🤖 AI Summary
This study addresses the systematic and country-heterogeneous misclassification bias inherent in computer-coded verbal autopsy (CCVA) algorithms when estimating cause-specific mortality fractions (CSMFs). To correct this, the authors propose a modular Bayesian calibration framework that leverages CHAMPS project data to construct country-specific misclassification matrices with quantified uncertainty, thereby adjusting CCVA outputs. This approach represents the first scalable and generalizable method for calibrating discrete classifiers in verbal autopsy analysis, accommodating multiple algorithms—including InSilicoVA, InterVA, and EAVA—and ensuring compatibility with the openVA ecosystem. Validation on real-world datasets from COMSA-Mozambique and CA CODE demonstrates substantial improvements in CSMF estimation accuracy, offering a robust tool for global health monitoring.
📝 Abstract
Accurate estimation of cause-specific mortality fractions (CSMFs), the percentage of deaths attributable to each cause in a population, is essential for global health monitoring. Challenge arises because computer-coded verbal autopsy (CCVA) algorithms, commonly used to estimate CSMFs, frequently misclassify the cause of death (COD). This misclassification is further complicated by structured patterns and substantial variation across countries. To address this, we introduce the R package 'vacalibration'. It implements a modular Bayesian framework to correct for the misclassification, thereby yielding more accurate CSMF estimates from verbal autopsy (VA) questionnaire data.
The package utilizes uncertainty-quantified CCVA misclassification matrix estimates derived from data collected in the CHAMPS project and available on the 'CCVA-Misclassification-Matrices' GitHub repository. Currently, these matrices cover three CCVA algorithms (EAVA, InSilicoVA, and InterVA) and two age groups (neonates aged 0-27 days, and children aged 1-59 months) across countries (specific estimates for Bangladesh, Ethiopia, Kenya, Mali, Mozambique, Sierra Leone, and South Africa, and a combined estimate for all other countries), enabling global calibration. The 'vacalibration' package also supports ensemble calibration when multiple algorithms are available.

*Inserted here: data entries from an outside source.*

Issue #2343, opened 2021-05-03
line up CIs in PDController/Concepts


JacquesCarette:
https://github.com/JacquesCarette/Drasil/blob/236594a4a00940b0168a7699c75d3a3465fd0ad4/code/drasil-example/Drasil/PDController/Concepts.hs#L19-L32 should be "lined up" - see https://github.com/JacquesCarette/Drasil/blob/236594a4a00940b0168a7699c75d3a3465fd0ad4/code/drasil-example/Drasil/Projectile/Concepts.hs#L18-L22 for a good template.

Awurama-N:
```
pidControllerSystem = commonIdeaWithDict "pdControllerApp" (pn "PD Controller") "PD Controller" []
pdControllerCI = commonIdeaWithDict "pdControllerCI" (pn "Proportional Derivative") "PD" []
proportionalCI = commonIdeaWithDict "proportionalCI" (pn "Proportional") "P" []
derivativeCI = commonIdeaWithDict "derivativeCI" (pn "Derivative") "D" []
integralCI = commonIdeaWithDict "integralCI" (pn "Integral") "I" []
pidCI = commonIdeaWithDict "pidCI" (pn "Proportional Integral Derivative") "PID" []
```

PR #2368, opened 2021-05-06
lining up Cls in PDcontroller  (Closes Issue #2343)

Awurama-N:
closes issue #2343
lined up the code in PDcontroller. what was previously lines 19-32.

### DIFF
--- a/.vscode/settings.json
+++ b/.vscode/settings.json
@@ -1,4 +1,0 @@
-{
-    "editor.renderWhitespace": "all",
-    "diffEditor.ignoreTrimWhitespace": false
-}
--- a/.vscode/settings.json
+++ b/.vscode/settings.json
@@ -1,0 +1,4 @@
+{
+    "editor.renderWhitespace": "none",
+    "diffEditor.ignoreTrimWhitespace": false
+}
--- a/.vscode/settings.json
+++ b/.vscode/settings.json
@@ -1,4 +1,4 @@
 {
-    "editor.renderWhitespace": "none",
+    "editor.renderWhitespace": "all",
     "diffEditor.ignoreTrimWhitespace": false
 }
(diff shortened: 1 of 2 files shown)


JacquesCarette (changes requested):
By "lined up", I meant that all the `=` signs should be in the same column, and that all the `(pn`... arguments too, then the strings, then the last `[]` argument.  You'll need to use spaces to do that, like the example that I linked to.

The code should end up looking like a table.

Awurama-N:
Okay thank you, i moved over the = and the (pn but i wasn't sure about the strings & bracket, because i thought it'd get too long. I'll add that now

Awurama-N:
This is what the code looks like to me now, i tried to create a commit to push but it says no changes were made.

Screenshot 2021-05-05 at 8 34 03 PM

Awurama-N:
Screenshot 2021-05-05 at 8 36 45 PM

JacquesCarette:
Right, that code looks perfect. I'll investigate a bit.

Awurama-N:
okay thank you

JacquesCarette:
So the file that is in the repo, in your branch, is not lined up. My guess is that your editor is "too smart" and removes all those spaces before saving!  Whatever editor you're using, you'll need to investigate your settings, and turn off this option.

Awurama-N:
Oh okay okay, I will sort that out

smiths:
@Awurama-N, are you sure that you changed the right branch?  It looks like you checked out the branch, but didn't make any changes to it.   Maybe you edited another branch, maybe master?, by mistake?

Awurama-N:
hmm, how can i be sure i'm working in the right branch?
 is there code i should input after `git checkout`?

JacquesCarette:
You did commit some code to branch `issueSolution`, and pushed it, as I was able to pull it down. It was changed, in that the extra returns and blank lines were gone.  So you did those edits in the right branch, in the right way.

What seems to have disappeared are the extra spaces on those lines.

Awurama-N:
Oh okay then it is probably the settings of the editor ignoring the spaces. I'm going to try to turn that off.

JacquesCarette:
You should not be checking in your private vscode settings into the repo itself. Only the changes to the Haskell files please.

JacquesCarette:
Yes, that worked!  Now you just have to remove `settings.json` from this commit, and it will be good to go.

JacquesCarette (approved):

Implemented using the 'RStan', the package offers rapid computation, uncertainty quantification, and seamless compatibility with openVA, a leading COD analysis software ecosystem. We demonstrate the package's flexibility with two real-world applications in COMSA-Mozambique and CA CODE. The package and its foundational methodology applies more broadly and can calibrate any discrete classifier or their ensemble.